Dans un premier temps, les tribunaux ont refusé d’inscrire la liquidation des médias publics au Registre judiciaire national (KRS, l’équivalent de notre Registre du Commerce et des Sociétés), avant qu’un tribunal de Varsovie accepte finalement en avril de valider cette inscription. Le ministre de la Culture, Barłomiej Sienkiewicz, a alors triomphé en ces termes sur X :
« La dispute sur la légitimité de la liquidation de l’abomination qu’était la télévision du PiS est terminée. Je remercie tous ceux qui y ont contribué, et à ceux qui ont défendu cette pathologie, je n’ai qu’une chose à dire : le rouleau compresseur ne discute pas avec l’asphalte de la direction à prendre. »

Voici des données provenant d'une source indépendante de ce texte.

PR #312, opened 2019-09-19
DM-17023: update to new daf_butler APIs.

TallJimbo:


python/lsst/pipe/tasks/calibrate.py
```diff
@@ -273,6 +273,31 @@ class CalibrateConfig(pipeBase.PipelineTaskConfig, pipelineConnections=Calibrate
...
+            if self.connections.astromRefCat != self.astromRefObjLoader.ref_dataset_name:
+                raise ValueError(
+                    f"Gen2 ({self.astromRefObjLoader.ref_dataset_name}) and Gen3 "
+                    f"({self.connections.astromRefCat}) astrometry reference catalogs are different.  "
+                    f"These options must be kept in sync until Gen2 is retired."
+                )
+        except AttributeError:
+            # Retargeting can mean that astromRefObjLoader doesn't have a
+            # ref_dataset_name, which is fine.
+            pass
```
andy-slac: This could quietly hide other errors than one described in comment, e.g. misspelled attribute name. It may be safer to do `getattr(self.astromRefObjLoader, "ref_dataset_name", None)` instead of catching an error. Same for `try ... except` below.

Le ministre de la Culture de Donald Tusk évacué
Sienkiewicz a ensuite démissionné de ses fonctions pour se porter candidat aux élections européennes, et l’opposition conservatrice y voit une opération d’évacuation (qui concerne aussi plusieurs autres ministres, dont celui de l’Intérieur, quelques mois seulement après la formation du gouvernement de Donald Tusk) pour lui assurer l’immunité parlementaire bruxelloise.
La télévision publique devenue libérale libertaire à 100%
« L’abomination qu’était la télévision du PiS » n’est plus en effet : les médias publics polonais ont fait l’objet de grandes purges et s’ils relaient un discours pro-gouvernement et anti-opposition comme c’était le cas sous le PiS, les rôles sont désormais inversés. Sur le plan idéologique aussi, ces médias sont aujourd’hui à fond dans le camp gaucho-libéral, comme l’illustre très bien la décision récente de TVP Poznań, chaîne régionale de la télévision publique, de mettre en place une émission promouvant l’idéologie du genre et l’agenda du lobby LGBT. Une émission confiée à Stonewall, une organisation LGBT d’extrême gauche, et dont la première édition a mis en scène un drag queen venu expliquer aux téléspectateurs qu’il y avait en fait plein de drag queens en Pologne, et que c’était une forme d’expression artistique homosexuelle absolument épatante.
Le Conseil national de la télévision et de la radio, ou KRRiT, organe constitutionnel indépendant chargé de superviser les médias, a passé en revue le principal service d’information de la télévision publique, « 19.30 » (pour 19h30, l’heure des nouvelles du soir sur TVP1, la première chaîne de la télévision publique). Résultat : 13 pages d’observations critiques publiées en avril.
Un exemple d’observation
« Dans les éditions observées du service de 19 h 30 en décembre 2023, contrairement aux services d’information Fakty (TVN) et surtout Wydarzenia (Polsat) et Dzisiaj (TV Republika), il n’y a pas eu de couverture de la prise de contrôle des médias publics par le ministère de la culture et les personnes désignées par le ministre. Les actions illégales que l’opposition reproche à la coalition au pouvoir n’ont pas été montrées. »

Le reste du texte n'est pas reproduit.